Background: Casein Kinase 2 (CK2) is a ubiquitous cellular serine-threonine kinase with broad spectrum of substrates. This enzyme is widely expressed in eukaryotic cells and is overexpressed in different human cancers. Thus, the inhibition of CK2 can induce the physiological process of apoptosis leading to tumor cell death.

Objectives: Selecting natural inhibitors toward the target enzyme using database mining.

Methods: With our continuous effort to discover new compounds with CK2 inhibitory effect, several commercial natural databases were searched using molecular modeling approach and the selected compounds were evaluated in vitro.

Results: Three compounds were selected as candidates and evaluated in vitro using CK2 holoenzyme, their effect on three cancer cell lines was determined. The selected candidates were weak inhibitors toward the target enzyme, only one compound showed moderate effect on cell viability.

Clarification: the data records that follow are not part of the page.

PR #5609, opened 2024-10-03
feat: lemmas for Bitvector division when denominator is zero

bollu:
These lemmas explain what happens when the denominator is zero with `udiv`, `umod`, `sdiv`, `smod`. A follow-up PR will show what happens with `smtUDiv` and `smtSMod`, since these need some more bitvector theory. 
These lemmas will be used by `bv_decide` for bitblasting.

The theorems `{sdiv, smod}_zero` are located after `neg` theory has been built for the purpose of writing terse proofs.

PR #5623, opened 2024-10-06
chore: move BitVec.udiv/umod/sdiv/smod after add/sub/mul/lt

tobiasgrosser:
Divison proofs are more likely to depend on add/sub/mul proofs than the other way around. This cleans up https://github.com/leanprover/lean4/pull/5609, which added division proofs that rely on negation to already be defined.

### DIFF
--- a/src/Init/Data/BitVec/Lemmas.lean
+++ b/src/Init/Data/BitVec/Lemmas.lean
@@ -1445,104 +1445,6 @@ theorem msb_sshiftRight' {x y: BitVec w} :
     (x.sshiftRight' y).msb = x.msb := by
   simp [BitVec.sshiftRight', BitVec.msb_sshiftRight]
 
-/-! ### udiv -/
-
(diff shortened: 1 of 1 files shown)


bollu:
LGTM, and I ran a `diff`, and the only change was to make a terminal `simp` into a `simp only`:

```diff
bollu@paracompact-2 ~/temp [1]> diff a b
87c87
<   <;> simp [h'', h''']
---
>   <;> simp only [h'', h''', ↓reduceIte, toNat_ofNat, Nat.zero_mod, toNat_umod]
```

tobiasgrosser:
> LGTM, and I ran a `diff`, and the only change was to make a terminal `simp` into a `simp only`:
> 
> ```diff
> bollu@paracompact-2 ~/temp [1]> diff a b
> 87c87
> <   <;> simp [h'', h''']
> ---
> >   <;> simp only [h'', h''', ↓reduceIte, toNat_ofNat, Nat.zero_mod, toNat_umod]
> ```

This is intentional.

bollu (approved):
Since it was intentional, LGTM

PR #5631, opened 2024-10-07
feat: `decide!`

### LINKED ISSUE #5629: RFC: decide! tactic variant
### Proposal

In the `equational_theories` project there are many script-generated theorems with essentially `by decide` as the proof. In theses cases, we really know that the `decide` tactic will succeed (if not there is a bug somewhere), and it’s silly for `decide` to first run the decision procedure at elaboration time, and then again in the kernel.

Thus I propose to add a `decide!` variant of the tactic that causes this check to be skipped:

https://github.com/leanprover/lean4/blob/01d414ac36dc28f3e424dabd36d818873fea655c/src/Lean/Elab/Tactic/ElabTerm.lean#L404-L405

This halfs the processing time of such files.

(The equational_theories project is currently using a tactic that has this effect.)

### Community Feedback

(none yet)

### Impact

nomeata:
This pull request introduces a new variant of the `decide` tactic called `decide!` to speed up the processing of large proofs by skipping proposition checks at the time of elaboration.

This is particularly useful for auto-generated lean proofs.

Fixes #5629

### DIFF
--- a/src/Lean/Parser/Tactic.lean
+++ b/src/Lean/Parser/Tactic.lean
@@ -129,7 +129,7 @@ example : 1 + 1 = 2 := by rfl
 A variant of `decide` that does not check the proposition at the time of elaboration, and just
 assumes it is true. The proposition is of course still checked by the kernel.
 
-This is useful to speed up the processing of large proofs, by halfing the processing time.
+This is useful to speed up the processing of large proofs, by halving the processing time.
 -/
 @[builtin_tactic_parser] def decideBang := leading_parser
   nonReservedSymbol "decide!"


tobiasgrosser:
Interesting. We just run into this issue in https://github.com/opencompl/lean-mlir/pull/673/files. In particular, we use `native_decide` which fails and then run in a kernel error. For some reason `try native_decide` does not fail, but succeeds and we get an error only on the function overall. This PR is not fixing this, but maybe adds a data-point that there are also automated uses of native_decide that fail and where we trigger the same kernel errors.

bollu:
The same issue crops up at https://github.com/leanprover/lean4/pull/5574, where checking the proof to throw an error message when `bv_check` fails to check the LRAT proof effectively doubles the execution time. 

In an ideal world, there would be some sort of API that can request the kernel to check a proof from Meta code, and returns either a "checked proof handle", or an error, which can then be handled at meta-time.

It seems complex to implement such a feature, though, as the kernel would then need to maintain such "proof handles", which is bad for TCB...

alexkeizer:
> It seems complex to implement such a feature, though, as the kernel would then need to maintain such "checked proof handles", which is bad for TCB.

This function already mostly exists, it's called a theorem!

IIRC, a tactic can add new theorems to the environment, so we can have `decide` or `bv_decide` generate the proof term. Then, it adds that proof to the environment as a theorem, to get the kernel to check it. If type-checking fails (I assume we can catch that?) we can throw a meaningfull errro in the tactic. Otherwise, if type-checking succeeds, we can emit the new theorem in our original proof, so that we don't have to recheck the proof

nomeata:
That's clever! This would allow us to half the processing time of `decide` everywhere - at the expense of lots of theorems proving `0 < 1` over and over again.

Maybe this can hook into the ”abstract proofs” machinery used elsewhere.

alexkeizer:
We could think of some threshold heuristic, I can imagine that for small statements like `0 < 1` the overhead of adding a new theorem to the kernel could be more than just running the meta checker like we do currently. 

> Maybe this can hook into the ”abstract proofs” machinery used elsewhere.

I'm not sure I know what you're referring to here, what is this abstract proofs machinery?

nomeata:
> We could think of some threshold heuristic, I can imagine that for small statements like `0 < 1` the overhead of adding a new theorem to the kernel could be more than just running the meta checker like we do currently.

That's a possibility, if we can make it robust (run with a low number of heartbeats). But the incidental complexity and unpredictabiliy of such a  design is a bit worrysome.

> > Maybe this can hook into the ”abstract proofs” machinery used elsewhere.
> 
> I'm not sure I know what you're referring to here, what is this abstract proofs machinery?

I'll have to look for it myself, but I've seen `.proof_1` definitions show up. Likely something related to https://github.com/leanprover/lean4/blob/f1ff9cebf29edfc40fab70967274d3fb9b3cda1b/src/Lean/Meta/AbstractNestedProofs.lean#L78

nomeata:
Ah, but it's not the abstracted proofs where I saw lean use previously defined helpers from unrelated definitions, but the match compiler:
https://github.com/leanprover/lean4/blob/f1ff9cebf29edfc40fab70967274d3fb9b3cda1b/src/Lean/Meta/Match/Match.lean#L769

src/Lean/Parser/Tactic.lean
```diff
@@ -125,6 +125,15 @@ example : 1 + 1 = 2 := by rfl
 @[builtin_tactic_parser] def decide := leading_parser
   nonReservedSymbol "decide"
 
+/--
+A variant of `decide` that does not check the proposition at the time of elaboration, and just
+assumes it is true. The proposition is of course still checked by the kernel.
+
+This is useful to speed up the processing of large proofs, by halfing the processing time.
```
vihdzp, line 132:
```suggestion
This is useful to speed up the processing of large proofs, by halving the processing time.
```

nomeata:
Closing in favor of https://github.com/leanprover/lean4/pull/5665

PR #5638, opened 2024-10-07
feat: add `MonadLift Id m` instance

kmill:


kmill:
Closing. I don't have a pressing need for this, and it's easy enough to lift `Id` monads using `Id.run`, which is very rare to need to do.

The original motivation was in some automation in `#eval` where it was easier to make all values monadic, even pure ones, and then use `MonadLift` to bring all values into a common monad. The design changed, and this instance is no longer necessary.

kmill:
(Note: closed after discussion with @Kha)

PR #5643, opened 2024-10-07
feat: add option `pp.mvars.delayed`

kmill:
Where before we had
```lean
#check fun x : Nat => ?a
-- fun x ↦ ?m.7 x : (x : Nat) → ?m.6 x
```
Now by default we have
```lean
#check fun x : Nat => ?a
-- fun x => ?a : (x : Nat) → ?m.6 x
```
In particular, delayed assignment metavariables such as `?m.7` pretty print using the name of the metavariable they are delayed assigned to, suppressing the bound variables used in the delayed assignment (hence `?a` rather than `?a x`). Hovering over `?a` shows `?m.7 x`.

The benefit is that users can see the user-provided name in local contexts. A justification for this pretty printing choice is that `?m.7 x` is supposed to stand for `?a`, and furthermore it is just as opaque to assignment in defeq as `?a` is (however, when synthetic opaque metavariables are made assignable, delayed assignments can be a little less assignable than true synthetic opaque metavariables).

The original pretty printing behavior can be recovered using `set_option pp.mvars.delayed true`.

This PR also extends the documentation for holes and synthetic holes, with some technical details about what delayed assignments are. This likely should be moved to the reference manual, but for now it is included in this docstring.

(This PR is a simplified version of #3494, which has a round-trippable notation for delayed assignments. The pretty printing in this PR is unlikely to round trip, but it is better than the current situation, which is that delayed assignment metavariables never round trip, and plus it does not require introducing a new notation.)


src/Lean/Parser/Term.lean
```diff
@@ -140,11 +140,62 @@ def optSemicolon (p : Parser) : Parser :=
...
+Related concept: implicit parameters are automatically filled in with holes during the elaboration process.
+
+See also `?m` syntax (synthetic holes).
+-/
 @[builtin_term_parser] def hole := leading_parser
   "_"
-/-- Parses a "synthetic hole", that is, `?foo` or `?_`.
-This syntax is used to construct named metavariables. -/
+/--
+A *synthetic hole* (or *synthetic placeholder*), which stands for an unknown term that should should be synthesized using tactics.
```
nomeata, line 162:
```suggestion
A *synthetic hole* (or *synthetic placeholder*), which stands for an unknown term that should be synthesized using tactics.
```

src/Lean/Parser/Term.lean
```diff
@@ -140,11 +140,62 @@ def optSemicolon (p : Parser) : Parser :=
...
+- When synthetic holes appear under binders, they capture local variables using a more complicated mechanism known as delayed assignment.
+- During elaboration, unification will not solve for synthetic opaque metavariables, they are "opaque".
+  This is to prevent counterintuitive behavior such as disappearing goals.
+
+## Delayed assigned metavariables
+
+This section gives a high-level overview of technical details of synthetic holes, which you should feel free to skip.
+When a synthetic hole appears under a binding construct, such as for example `fun (x : α) (y : β) => ?s`,
+the system creates a construct called a *delayed assignment*. This consists of
+1. A metavariable `?m` of type `α → β → γ` and whole local context is from the local context outside the `fun`,
```
nomeata, line 181: ?
```suggestion
1. A metavariable `?m` of type `α → β → γ` and its local context is the local context outside the `fun`,
```

src/Lean/Parser/Term.lean
```diff
@@ -140,11 +140,62 @@ def optSemicolon (p : Parser) : Parser :=
...
+Synthetic holes are similar to holes in that `_` also creates metavariables,
+but synthetic opaque metavariables have some different properties:
+- In tactics such as `refine`, only synthetic holes yield new goals.
+- When synthetic holes appear under binders, they capture local variables using a more complicated mechanism known as delayed assignment.
+- During elaboration, unification will not solve for synthetic opaque metavariables, they are "opaque".
+  This is to prevent counterintuitive behavior such as disappearing goals.
+
+## Delayed assigned metavariables
+
+This section gives a high-level overview of technical details of synthetic holes, which you should feel free to skip.
```
nomeata, line 178: Good to write this up! But I’m wary of putting it anywhere where a beginner could accidentially stumble over it, such as hovers. In general, this is probably too long for a hover docstring. It should probably go into the reference manual and the docstring could indicate that there is more deeply technical information there.

Not sure if this should hold up the present PR, though; we could merge as it is right now and doc-refactor later.

nomeata (approved):

src/Lean/Parser/Term.lean
kmill: I agree. I've just added some more warnings not to read the section :-)

PR #5644, opened 2024-10-08
fix: now linters in general do not run on `#guard_msgs` itself

kmill:
The `#guard_msgs` command runs the command it is attached to as if it were a top-level command. This is because the top-level command elaborator runs linters, and we are interested in capturing linter warnings using `#guard_msgs`. However, the linters will run on `#guard_msgs` itself, leading sometimes to duplicate warnings (like for the unused variable linter).

Rather than special-casing `#guard_msgs` in every affected linter, this PR special-cases it in the top-level command elaborator itself. **Now linters are only run if the command doesn't contain `#guard_msgs`.** This way, the linters are only run on the sub-command that `#guard_msgs` runs itself. This rule also keeps linters from running multiple times in cases such as `set_option pp.mvars false in /-- ... -/ #guard_msgs in ...`.

### DIFF
--- a/src/Lean/Elab/Command.lean
+++ b/src/Lean/Elab/Command.lean
@@ -520,8 +520,12 @@ def elabCommandTopLevel (stx : Syntax) : CommandElabM Unit := withRef stx do pro
     -- recovery more coarse. In particular, If `c` in `set_option ... in $c` fails, the remaining
     -- `end` command of the `in` macro would be skipped and the option would be leaked to the outside!
     elabCommand stx
-    withLogging do
-      runLinters stx
+    -- Run the linters, unless `#guard_msgs` is present, which is special and runs `elabCommandTopLevel` itself,
+    -- so it is a "super-top-level" command. This is the only command that does this, so we just special case it here
+    -- rather than engineer a general solution.
+    unless (stx.find? (·.isOfKind ``Lean.guardMsgsCmd)).isSome do
+      withLogging do
+        runLinters stx
   finally
     -- note the order: first process current messages & info trees, then add back old messages & trees,
     -- then convert new traces to messages
--- a/src/Init/Notation.lean
+++ b/src/Init/Notation.lean
@@ -675,6 +675,13 @@ Message ordering:
 
 For example, `#guard_msgs (error, drop all) in cmd` means to check warnings and drop
 everything else.
+
+The command elaborator has special support for `#guard_msgs` for linting.
+The `#guard_msgs` itself wants to capture linter warnings,
+so it elaborates the command it is attached to as if it were a top-level command.
+However, the command elaborator runs linters for *all* top-level commands,
+which would include `#guard_msgs` itself, and would cause duplicate and/or uncaptured linter warnings.
+The top-level command elaborator only runs the linters if `#guard_msgs` is not present.
 -/
 syntax (name := guardMsgsCmd)
   (docComment)? "#guard_msgs" (ppSpace guardMsgsSpec)? " in" ppLine command : command
--- a/src/Lean/Elab/GuardMsgs.lean
+++ b/src/Lean/Elab/GuardMsgs.lean
@@ -140,6 +140,7 @@ def MessageOrdering.apply (mode : MessageOrdering) (msgs : List String) : List S
         |>.trim |> removeTrailingWhitespaceMarker
     let (whitespace, ordering, specFn) ← parseGuardMsgsSpec spec?
     let initMsgs ← modifyGet fun st => (st.messages, { st with messages := {} })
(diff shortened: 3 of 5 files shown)


src/Lean/Elab/Command.lean
```diff
@@ -520,8 +520,12 @@ def elabCommandTopLevel (stx : Syntax) : CommandElabM Unit := withRef stx do pro
     -- recovery more coarse. In particular, If `c` in `set_option ... in $c` fails, the remaining
     -- `end` command of the `in` macro would be skipped and the option would be leaked to the outside!
     elabCommand stx
-    withLogging do
-      runLinters stx
+    -- Run the linters, unless `#guard_msgs` is present, which is special and runs `elabCommandTopLevel` itself,
+    -- so it is a "super-top-level" command. This is the only command that does this, so we just special case it here
+    -- rather than engineer a general solution.
+    unless (stx.find? (·.isOfKind ``Lean.guardMsgsCmd)).isSome do
```
adomani, line 526: This means that linting for `#guard_msgs` or "`in`s that precede it" will become trickier, right?

E.g. the linters would only see `section` in
```lean
variable (x : Nat) in
open Lean in
#guard_msgs in
section
```
?

And something like
```lean
open Lean in
run_cmd
  let stx ← `(command| #guard_msgs in section)
  logInfo stx
```
would be completely unlinted?

Just to be explicit, I am happy with the change, just testing how far the consequences stretch!  :smile:

kmill: You are correct, this change is at odds with the `#`-command linter. One idea that comes to mind is that we could have a core linter against `#guard_msgs` itself and enable it for mathlib, but I need to think about this more.

adomani: This is not an issue for Mathlib: the `#`-command linter checks the kind of the command on the nos (no digging inside the syntax, as far as I remember).  Thus `#guard_msgs` actually appears as an `in` to that linter and `#guard_msgs` is *not* linted.

kmill: I'm a bit confused about what you're saying — could you take a look at the log for the mathlib testing branch? There's an error in `test/HashCommandLinter.lean` where `#guard_msgs` is supposed to be linted. This PR makes it so that `#guard_msgs` never has linters run on it, and this causes that test to fail.

I'm not sure what you mean about `#guard_msgs` appearing as an `in`; the `in` is part of its syntax, it's not `Lean.Parser.Command.in`.

grunweg:
Note to self/whoever gets to address this first: when this lands, batteries also has such as hack which can be removed now.

src/Lean/Elab/Command.lean
adomani: Part of my confusion was due to the fact that the error in the tests is not visible in VSCode, but only with `lake test`.

The other confusion is that I remembered that `in` shielded the `#`-command linter, but really it is the doc-string that usually accompanies `#guard_msgs` that makes the linter ignore `#guard_msgs`.

Hence, as is, it is hard for `#guard_msgs` to get caught in the `#`-command linter:
```lean
import Mathlib.Tactic.Linter

--flagged
#guard_msgs in
run_cmd return

-- not flagged
/---/
#guard_msgs in
run_cmd return

-- not flagged
/-- info: 0 -/
#guard_msgs in
#eval 0
```
This behaviour was partly by design.  I would be happy to have `#guard_msgs` flagged more consistently as a `#`-command, but also to make it maintain "special status".

kmill: Thanks for your feedback @adomani, it's helpful to know that you are ok with `#guard_msgs` being special like this. We can revisit being able to lint for `#guard_msgs` in mathlib if that ever comes up.

Would you mind fixing that first mathlib `HashCommandLinter.lean` test as a mathlib PR? That will help with the next nightly-testing.

adomani: I'm going to fix the test in the same `lean-pr-testing-5644` branch, right?

kmill: I don't think it's necessary to fix `lean-pr-testing-5644`. Maybe all we need to do is fix the nightly-testing branch of mathlib directly.

Pinging @jcommelin: My understanding is that in the next nightly, we'll have to fix the first test in HashCommandLinter.

adomani: Ok, I have added the fix to `lean-pr-testing-5644` and I also removed the "hacky pairs" of `set_option ... false #guard_msgs in set_option ... true in ...`.

I can cherry-pick these changes to the appropriate nightly PR, though.

kmill: Thanks @adomani!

Conclusion: Several natural databases were screened, compounds were selected and tested in vitro. Despite the unexpected low inhibitory activity of the tested compounds, this study can help in directing the search of potent CK2 inhibitors and better understand the binding requirements of the ATP competitive inhibitors.



中文翻译:

天然化合物作为人类 CK2 抑制剂的计算机模拟和体外研究

背景:酪蛋白激酶 2 (CK2) 是一种普遍存在的细胞丝氨酸-苏氨酸激酶,具有广谱底物。这种酶在真核细胞中广泛表达,并在不同的人类癌症中过度表达。因此,CK2的抑制可以诱导细胞凋亡导致肿瘤细胞死亡的生理过程。

目标:使用数据库挖掘选择针对目标酶的天然抑制剂。

方法:随着我们不断努力发现具有 CK2 抑制作用的新化合物,使用分子建模方法搜索了几个商业天然数据库,并对选定的化合物进行了体外评估。

结果:选择三种化合物作为候选化合物,并使用 CK2 全酶进行体外评估,确定它们对三种癌细胞系的影响。选定的候选物是针对目标酶的弱抑制剂,只有一种化合物对细胞活力表现出中等影响。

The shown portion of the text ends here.